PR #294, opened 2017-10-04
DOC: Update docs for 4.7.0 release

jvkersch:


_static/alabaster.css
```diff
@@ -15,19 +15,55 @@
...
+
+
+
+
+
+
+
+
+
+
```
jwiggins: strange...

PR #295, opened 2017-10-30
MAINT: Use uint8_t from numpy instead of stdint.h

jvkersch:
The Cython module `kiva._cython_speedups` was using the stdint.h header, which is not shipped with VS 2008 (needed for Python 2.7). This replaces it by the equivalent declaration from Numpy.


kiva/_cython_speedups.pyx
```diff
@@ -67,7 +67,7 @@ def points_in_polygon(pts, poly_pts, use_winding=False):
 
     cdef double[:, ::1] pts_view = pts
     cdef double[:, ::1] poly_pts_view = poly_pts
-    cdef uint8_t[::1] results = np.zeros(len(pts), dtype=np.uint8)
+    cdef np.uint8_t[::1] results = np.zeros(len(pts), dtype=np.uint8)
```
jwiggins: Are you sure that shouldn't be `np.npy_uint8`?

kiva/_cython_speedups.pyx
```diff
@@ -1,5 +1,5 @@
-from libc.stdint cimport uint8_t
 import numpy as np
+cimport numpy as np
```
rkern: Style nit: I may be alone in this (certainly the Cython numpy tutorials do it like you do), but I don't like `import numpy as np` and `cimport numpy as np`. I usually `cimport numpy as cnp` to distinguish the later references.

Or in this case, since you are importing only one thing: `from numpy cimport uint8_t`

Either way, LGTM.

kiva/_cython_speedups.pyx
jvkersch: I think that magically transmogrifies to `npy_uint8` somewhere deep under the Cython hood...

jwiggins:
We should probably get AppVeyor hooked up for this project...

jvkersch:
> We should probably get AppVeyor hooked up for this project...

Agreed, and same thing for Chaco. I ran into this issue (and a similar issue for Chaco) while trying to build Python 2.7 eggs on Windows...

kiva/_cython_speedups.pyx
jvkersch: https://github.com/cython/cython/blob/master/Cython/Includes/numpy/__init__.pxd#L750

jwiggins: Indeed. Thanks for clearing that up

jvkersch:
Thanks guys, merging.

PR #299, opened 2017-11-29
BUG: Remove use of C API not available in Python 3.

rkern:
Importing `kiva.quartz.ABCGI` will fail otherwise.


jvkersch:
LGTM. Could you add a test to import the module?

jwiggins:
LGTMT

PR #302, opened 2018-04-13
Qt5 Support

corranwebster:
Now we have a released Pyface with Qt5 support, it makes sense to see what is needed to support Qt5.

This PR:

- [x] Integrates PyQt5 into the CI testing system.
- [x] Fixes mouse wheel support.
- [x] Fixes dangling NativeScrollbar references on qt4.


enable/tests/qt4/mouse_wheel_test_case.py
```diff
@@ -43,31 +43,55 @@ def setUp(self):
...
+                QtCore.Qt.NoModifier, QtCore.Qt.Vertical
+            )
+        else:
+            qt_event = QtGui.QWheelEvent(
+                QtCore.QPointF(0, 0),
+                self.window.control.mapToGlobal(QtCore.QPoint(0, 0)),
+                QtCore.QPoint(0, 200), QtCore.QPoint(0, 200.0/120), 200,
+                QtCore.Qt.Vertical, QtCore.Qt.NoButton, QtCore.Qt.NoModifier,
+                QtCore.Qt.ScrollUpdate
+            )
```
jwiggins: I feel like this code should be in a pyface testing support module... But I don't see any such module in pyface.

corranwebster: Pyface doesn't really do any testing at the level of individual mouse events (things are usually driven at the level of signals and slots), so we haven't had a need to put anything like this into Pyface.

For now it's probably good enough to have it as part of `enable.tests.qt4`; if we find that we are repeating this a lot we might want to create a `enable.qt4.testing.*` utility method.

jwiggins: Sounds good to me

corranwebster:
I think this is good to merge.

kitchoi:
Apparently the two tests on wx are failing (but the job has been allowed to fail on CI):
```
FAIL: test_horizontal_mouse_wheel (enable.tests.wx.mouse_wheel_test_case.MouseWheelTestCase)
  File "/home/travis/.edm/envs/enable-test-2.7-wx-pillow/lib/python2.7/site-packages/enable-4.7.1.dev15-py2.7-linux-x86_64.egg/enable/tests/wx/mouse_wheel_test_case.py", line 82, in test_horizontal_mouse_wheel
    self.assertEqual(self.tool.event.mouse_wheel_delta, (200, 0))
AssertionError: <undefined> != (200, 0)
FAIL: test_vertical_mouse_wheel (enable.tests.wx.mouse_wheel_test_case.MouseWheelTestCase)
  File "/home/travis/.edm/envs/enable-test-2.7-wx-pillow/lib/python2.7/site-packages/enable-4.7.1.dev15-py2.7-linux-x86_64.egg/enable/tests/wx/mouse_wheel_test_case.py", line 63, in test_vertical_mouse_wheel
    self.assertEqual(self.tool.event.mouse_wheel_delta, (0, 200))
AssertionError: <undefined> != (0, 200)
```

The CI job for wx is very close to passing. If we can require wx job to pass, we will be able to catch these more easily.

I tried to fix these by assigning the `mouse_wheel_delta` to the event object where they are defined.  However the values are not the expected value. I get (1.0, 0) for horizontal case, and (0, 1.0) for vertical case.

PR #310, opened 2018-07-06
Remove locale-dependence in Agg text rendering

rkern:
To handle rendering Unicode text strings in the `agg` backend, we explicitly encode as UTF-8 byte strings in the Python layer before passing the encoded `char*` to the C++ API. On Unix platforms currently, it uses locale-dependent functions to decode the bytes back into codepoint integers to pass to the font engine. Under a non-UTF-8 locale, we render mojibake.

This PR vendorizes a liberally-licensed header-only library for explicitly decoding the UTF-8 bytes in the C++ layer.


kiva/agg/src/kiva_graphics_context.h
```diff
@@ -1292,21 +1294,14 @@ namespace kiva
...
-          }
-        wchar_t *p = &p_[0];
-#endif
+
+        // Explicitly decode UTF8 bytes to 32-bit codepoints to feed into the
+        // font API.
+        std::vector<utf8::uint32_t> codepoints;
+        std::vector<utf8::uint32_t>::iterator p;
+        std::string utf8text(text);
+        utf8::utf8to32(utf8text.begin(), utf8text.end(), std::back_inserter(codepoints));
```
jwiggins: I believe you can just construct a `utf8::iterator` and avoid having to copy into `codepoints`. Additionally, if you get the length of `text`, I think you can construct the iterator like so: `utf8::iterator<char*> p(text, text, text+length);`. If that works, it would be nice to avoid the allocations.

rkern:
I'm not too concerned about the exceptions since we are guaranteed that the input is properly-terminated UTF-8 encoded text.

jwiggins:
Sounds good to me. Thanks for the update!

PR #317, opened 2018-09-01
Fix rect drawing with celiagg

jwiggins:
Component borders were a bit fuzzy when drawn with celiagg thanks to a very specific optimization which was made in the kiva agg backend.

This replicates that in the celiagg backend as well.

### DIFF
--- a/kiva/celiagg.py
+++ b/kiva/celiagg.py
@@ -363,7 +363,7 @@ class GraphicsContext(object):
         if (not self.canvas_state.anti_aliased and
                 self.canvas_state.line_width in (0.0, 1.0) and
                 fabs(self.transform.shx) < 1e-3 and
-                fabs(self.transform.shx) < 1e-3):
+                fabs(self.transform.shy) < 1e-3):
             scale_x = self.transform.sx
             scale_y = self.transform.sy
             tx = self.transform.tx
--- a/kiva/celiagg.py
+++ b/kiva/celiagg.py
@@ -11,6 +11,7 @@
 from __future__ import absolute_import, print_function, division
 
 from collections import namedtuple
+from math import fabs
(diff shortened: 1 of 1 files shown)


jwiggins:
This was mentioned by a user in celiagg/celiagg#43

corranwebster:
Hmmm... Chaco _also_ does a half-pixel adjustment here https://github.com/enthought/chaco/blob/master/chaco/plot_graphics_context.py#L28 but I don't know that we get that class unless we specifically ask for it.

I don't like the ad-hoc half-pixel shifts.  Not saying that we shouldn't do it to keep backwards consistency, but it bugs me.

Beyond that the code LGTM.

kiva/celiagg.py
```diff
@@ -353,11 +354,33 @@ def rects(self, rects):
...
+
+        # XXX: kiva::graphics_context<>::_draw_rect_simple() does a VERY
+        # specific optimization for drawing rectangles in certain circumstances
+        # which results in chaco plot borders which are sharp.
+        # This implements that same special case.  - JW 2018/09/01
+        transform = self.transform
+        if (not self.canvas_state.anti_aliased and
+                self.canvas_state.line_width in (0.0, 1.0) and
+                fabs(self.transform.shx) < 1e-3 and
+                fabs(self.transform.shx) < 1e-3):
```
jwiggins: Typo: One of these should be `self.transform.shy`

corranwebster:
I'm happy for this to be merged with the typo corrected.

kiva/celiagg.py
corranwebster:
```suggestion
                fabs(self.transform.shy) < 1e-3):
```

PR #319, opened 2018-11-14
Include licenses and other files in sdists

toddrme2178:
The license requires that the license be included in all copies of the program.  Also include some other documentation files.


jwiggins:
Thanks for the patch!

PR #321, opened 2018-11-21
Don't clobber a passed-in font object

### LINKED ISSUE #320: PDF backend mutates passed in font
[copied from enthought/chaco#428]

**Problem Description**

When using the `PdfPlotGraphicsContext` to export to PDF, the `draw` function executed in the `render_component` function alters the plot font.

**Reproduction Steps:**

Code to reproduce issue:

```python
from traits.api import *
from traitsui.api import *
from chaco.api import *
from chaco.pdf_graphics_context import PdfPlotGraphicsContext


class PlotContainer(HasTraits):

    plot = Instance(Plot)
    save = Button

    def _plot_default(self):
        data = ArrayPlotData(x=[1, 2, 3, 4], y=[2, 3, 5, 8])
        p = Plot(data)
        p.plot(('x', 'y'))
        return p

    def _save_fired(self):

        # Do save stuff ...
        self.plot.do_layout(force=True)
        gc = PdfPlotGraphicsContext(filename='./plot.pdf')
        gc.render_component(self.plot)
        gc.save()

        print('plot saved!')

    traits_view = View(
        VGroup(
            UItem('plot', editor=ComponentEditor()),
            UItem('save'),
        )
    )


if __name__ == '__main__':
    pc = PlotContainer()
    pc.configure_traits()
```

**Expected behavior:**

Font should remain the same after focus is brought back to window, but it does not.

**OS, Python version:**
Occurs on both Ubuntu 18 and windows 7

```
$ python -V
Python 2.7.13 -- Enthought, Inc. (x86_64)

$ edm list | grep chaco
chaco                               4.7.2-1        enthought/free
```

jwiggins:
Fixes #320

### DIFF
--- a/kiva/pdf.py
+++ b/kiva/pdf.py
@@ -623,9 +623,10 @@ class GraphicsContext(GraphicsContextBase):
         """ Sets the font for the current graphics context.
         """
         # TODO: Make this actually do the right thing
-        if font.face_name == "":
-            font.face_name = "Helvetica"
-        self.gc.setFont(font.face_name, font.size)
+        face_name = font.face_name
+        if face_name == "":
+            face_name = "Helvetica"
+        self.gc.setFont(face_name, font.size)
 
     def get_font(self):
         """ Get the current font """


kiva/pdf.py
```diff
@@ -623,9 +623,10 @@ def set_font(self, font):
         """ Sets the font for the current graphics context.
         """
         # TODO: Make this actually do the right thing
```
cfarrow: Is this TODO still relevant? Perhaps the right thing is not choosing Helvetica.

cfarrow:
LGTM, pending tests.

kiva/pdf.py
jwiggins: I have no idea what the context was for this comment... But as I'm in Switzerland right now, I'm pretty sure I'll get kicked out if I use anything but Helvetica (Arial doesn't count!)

-=-=-=-=-

◆ WHAT THIS TASK INVOLVES:
From the listing above, output exactly the run of lines that starts with the line containing "Either way, LGTM." and ends with the line containing "corranwebster: Pyface doesn't".

◆ WRITTEN ANSWER:
Either way, LGTM.

kiva/_cython_speedups.pyx
jvkersch: I think that magically transmogrifies to `npy_uint8` somewhere deep under the Cython hood...

jwiggins:
We should probably get AppVeyor hooked up for this project...

jvkersch:
> We should probably get AppVeyor hooked up for this project...

Agreed, and same thing for Chaco. I ran into this issue (and a similar issue for Chaco) while trying to build Python 2.7 eggs on Windows...

kiva/_cython_speedups.pyx
jvkersch: https://github.com/cython/cython/blob/master/Cython/Includes/numpy/__init__.pxd#L750

jwiggins: Indeed. Thanks for clearing that up

jvkersch:
Thanks guys, merging.

PR #299, opened 2017-11-29
BUG: Remove use of C API not available in Python 3.

rkern:
Importing `kiva.quartz.ABCGI` will fail otherwise.


jvkersch:
LGTM. Could you add a test to import the module?

jwiggins:
LGTMT

PR #302, opened 2018-04-13
Qt5 Support

corranwebster:
Now we have a released Pyface with Qt5 support, it makes sense to see what is needed to support Qt5.

This PR:

- [x] Integrates PyQt5 into the CI testing system.
- [x] Fixes mouse wheel support.
- [x] Fixes dangling NativeScrollbar references on qt4.


enable/tests/qt4/mouse_wheel_test_case.py
```diff
@@ -43,31 +43,55 @@ def setUp(self):
...
+                QtCore.Qt.NoModifier, QtCore.Qt.Vertical
+            )
+        else:
+            qt_event = QtGui.QWheelEvent(
+                QtCore.QPointF(0, 0),
+                self.window.control.mapToGlobal(QtCore.QPoint(0, 0)),
+                QtCore.QPoint(0, 200), QtCore.QPoint(0, 200.0/120), 200,
+                QtCore.Qt.Vertical, QtCore.Qt.NoButton, QtCore.Qt.NoModifier,
+                QtCore.Qt.ScrollUpdate
+            )
```
jwiggins: I feel like this code should be in a pyface testing support module... But I don't see any such module in pyface.

corranwebster: Pyface doesn't really do any testing at the level of individual mouse events (things are usually driven at the level of signals and slots), so we haven't had a need to put anything like this into Pyface.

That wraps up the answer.